Data excerpts
PR #4442, opened 2022-12-14
Fixes bad subscript error on macOS

atsansone:

PR #4446, opened 2022-12-15
Enable fetching checksums while not in dev container

parlough:
Allows running `make fetch-sums` even if not in the dev container and without needing to specify anything else.

- Allow defaulting to `/tool` directory if `TOOL_DIR` is not specified
- Support older versions of bash which do not support negative indices into arrays
- Keep using colors from `utils.sh` so we don't replicate them
- Fix the format of `fetch-node-ppa-sum.sh` to match what is used in Dockerfile

### DIFF
--- a/tool/fetch-dart-sdk-sums.sh
+++ b/tool/fetch-dart-sdk-sums.sh
@@ -3,6 +3,7 @@
 # Prints output similar to cases in Dockerfile for easy composition 
 # when having to update checksum values for updates dart SDK.
 set -eu -o pipefail
+TOOL_DIR="${TOOL_DIR:=$(dirname "$0")}"
 source $TOOL_DIR/utils.sh
 
 VERSION="latest"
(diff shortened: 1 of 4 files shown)


tool/fetch-dart-sdk-sums.sh
```diff
@@ -28,12 +29,15 @@ done
 BASEURL="https://storage.googleapis.com/dart-archive/channels"
 CHANNELS="stable beta dev"
 ARCHS="amd64 arm64"
+ENDING='\\\n'
+
+printf "\n$(blue "Copy the following output and replace the existing code in the Dockerfile")\n"
+printf "$(blue "inside the 'set -eu' run statement:")\n\n"
```
atsansone, line 35: **issue:** These colors don't work on the macOS. All they return is the color codes, which do nothing here. Can we find another solution?

atsansone (changes requested):
@parlough : The color commands return the color code text and do not set text into the given color. Can you verify that it works on your Mac? If so, can you also see if the changes from #4442 work on your Mac? If the latter, then let's use those going forward.

tool/fetch-dart-sdk-sums.sh
atsansone: Also, see the comments in [this article](https://dev.to/ifenna__/adding-colors-to-bash-scripts-48g4).

parlough: I wanted to avoid specifying the colors again as then we would be repeating functionality across the scripts and would have to remember to include `ENDCOLOR` on each one. 

The color commands were being used incorrectly in the script before, but I thought these changes fixed that. This PR works for me in the Docker container, macOS terminal with ZSH and bash shell, as well as in IntelliJ's terminal emulator.

Terminal output

Could you show me the output you get with these new changes?

atsansone (approved):
@parlough : Works great! Thanks!

PR #4454, opened 2022-12-18
Incorrect lint link

MaryaBelanger:
[PREFER using a final field to make a read-only property](https://dart.dev/guides/language/effective-dart/usage#prefer-using-a-final-field-to-make-a-read-only-property) points to [`unnecessary_getters_setters`](https://dart.dev/tools/linter-rules#unnecessary_getters_setters), but the actual corresponding lint is [`unnecessary_getters`](https://github.com/dart-lang/linter/blob/main/lib/src/rules/unnecessary_getters.dart).

However, `unnecessary_getters` doesn't seem to have an entry on the [Linter rules](https://dart.dev/tools/linter-rules) page? This will stay a draft until there's something to link to.

### DIFF
--- a/src/_guides/language/effective-dart/usage.md
+++ b/src/_guides/language/effective-dart/usage.md
@@ -1115,7 +1115,7 @@ class Box {
 
 ### PREFER using a `final` field to make a read-only property.
 
-{% include linter-rule-mention.md rule="unnecessary_getters_setters" %}
+{% include linter-rule-mention.md rule="unnecessary_getters" %}
 
 If you have a field that outside code should be able to see but not assign to, a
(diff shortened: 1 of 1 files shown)


parlough:
The lint likely won’t be fixed soon, so perhaps just best to remove any link for now.

MaryaBelanger:
Thanks @parlough, I guess just no lint reference to be safe then? Lmk if you think keeping it the way it was is better than nothing.

atsansone:
@MaryaBelanger : Sounds like removing it would be the best move. Best not include information that is incongruent with user experience.

atsansone (approved):

PR #4458, opened 2022-12-20
Add code excerpts to new boolean equality guideline

parlough:
This PR is targeting https://github.com/dart-lang/site-www/pull/4423, both adding code excerpts and removing the ones replaced by the new guideline. This also adds the bad example of comparing to `false`.

I'd like to add code excerpts as while they are simple snippets, it guarantees any future updates or additions to the snippets still are correct. It also helps guarantee formatting is correct.


MaryaBelanger (approved):
**Thank you** it would've taken me all day to do that, really appreciate it

parlough:
Always happy to work on excerpts and tests :)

## [Instructions to follow]
Please copy only the lines between the first line of the entries and the line with "- Keep using", keeping those two end lines as well, exactly as written.

## [Finished task]
PR #4442, opened 2022-12-14
Fixes bad subscript error on macOS

atsansone:

PR #4446, opened 2022-12-15
Enable fetching checksums while not in dev container

parlough:
Allows running `make fetch-sums` even if not in the dev container and without needing to specify anything else.

- Allow defaulting to `/tool` directory if `TOOL_DIR` is not specified
- Support older versions of bash which do not support negative indices into arrays
- Keep using colors from `utils.sh` so we don't replicate them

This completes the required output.